Start of Data excerpts

PR #294, opened 2022-01-25
Improved error handling during schema validation

joaomariord:
Added error differentiation when schema is invalid. supporting:
        - <Error in schema> : <Error sent to CP>
        - Type mismatch: TypeConstraintViolationError
        - Lack of properties: ProtocolError
        - Non-requested properties: FormatViolationError

Now catches exceptions thrown by schema validation errors instead of
dropping the WS connection.

Previous behavior was to drop the socket connection whenever a request payload was not compliant with the schema, this PR introduces support for schema error handling according to the OCPP specification (from 1.6 to 2.0.1).

### DIFF
--- a/ocpp/charge_point.py
+++ b/ocpp/charge_point.py
@@ -146,7 +146,12 @@ class ChargePoint:
             return
 
         if msg.message_type_id == MessageType.Call:
-            await self._handle_call(msg)
+            try:
+                await self._handle_call(msg)
+            except OCPPError as error:
+                LOGGER.exception("Error while handling request '%s'", msg)
+                response = msg.create_call_error(error).to_json()
+                await self._send(response)
 
         elif msg.message_type_id in \
                 [MessageType.CallResult, MessageType.CallError]:
@@ -171,7 +176,6 @@ class ChargePoint:
 
         if not handlers.get('_skip_schema_validation', False):
             validate_payload(msg, self._ocpp_version)
-
         # OCPP uses camelCase for the keys in the payload. It's more pythonic
         # to use snake_case for keyword arguments. Therefore the keys must be
         # 'translated'. Some examples:
--- a/ocpp/messages.py
+++ b/ocpp/messages.py
@@ -6,13 +6,13 @@ import decimal
 from typing import Callable, Dict
 from dataclasses import asdict, is_dataclass
 
-from jsonschema import Draft4Validator
+from jsonschema import Draft4Validator, _validators as SchemaValidators
 from jsonschema.exceptions import ValidationError as SchemaValidationError
 
 from ocpp.exceptions import (OCPPError, FormatViolationError,
                              PropertyConstraintViolationError,
-                             ProtocolError, ValidationError,
-                             UnknownCallErrorCodeError)
+                             ProtocolError, TypeConstraintViolationError,
+                             ValidationError, UnknownCallErrorCodeError)
 
 _validators: Dict[str, Draft4Validator] = {}
 
@@ -191,7 +191,14 @@ def validate_payload(message, ocpp_version):
     try:
         validator.validate(message.payload)
     except SchemaValidationError as e:
-        raise ValidationError(f"Payload '{message.payload} for action "
+        if (e.validator == SchemaValidators.type.__name__):
+            raise TypeConstraintViolationError(details={"cause":e.message})
+        elif (e.validator == SchemaValidators.additionalProperties.__name__):
+            raise FormatViolationError(details={"cause":e.message})
+        elif (e.validator == SchemaValidators.required.__name__):
+            raise ProtocolError(details={"cause":e.message})
+        else:
+            raise ValidationError(f"Payload '{message.payload} for action "
                               f"'{message.action}' is not valid: {e}")
 
 
--- a/ocpp/messages.py
+++ b/ocpp/messages.py
@@ -192,14 +192,14 @@ def validate_payload(message, ocpp_version):
         validator.validate(message.payload)
     except SchemaValidationError as e:
         if (e.validator == SchemaValidators.type.__name__):
-            raise TypeConstraintViolationError(details={"cause":e.message})
+            raise TypeConstraintViolationError(details={"cause": e.message})
         elif (e.validator == SchemaValidators.additionalProperties.__name__):
-            raise FormatViolationError(details={"cause":e.message})
+            raise FormatViolationError(details={"cause": e.message})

End of Data excerpts

#### [Directions for this task]
Go through the records and pull out each line that includes the word "raise".

#### [Reply to the exercise]
-        raise ValidationError(f"Payload '{message.payload} for action "
+            raise TypeConstraintViolationError(details={"cause":e.message})
+            raise FormatViolationError(details={"cause":e.message})
+            raise ProtocolError(details={"cause":e.message})
+            raise ValidationError(f"Payload '{message.payload} for action "
-            raise TypeConstraintViolationError(details={"cause":e.message})
+            raise TypeConstraintViolationError(details={"cause": e.message})
-            raise FormatViolationError(details={"cause":e.message})
+            raise FormatViolationError(details={"cause": e.message})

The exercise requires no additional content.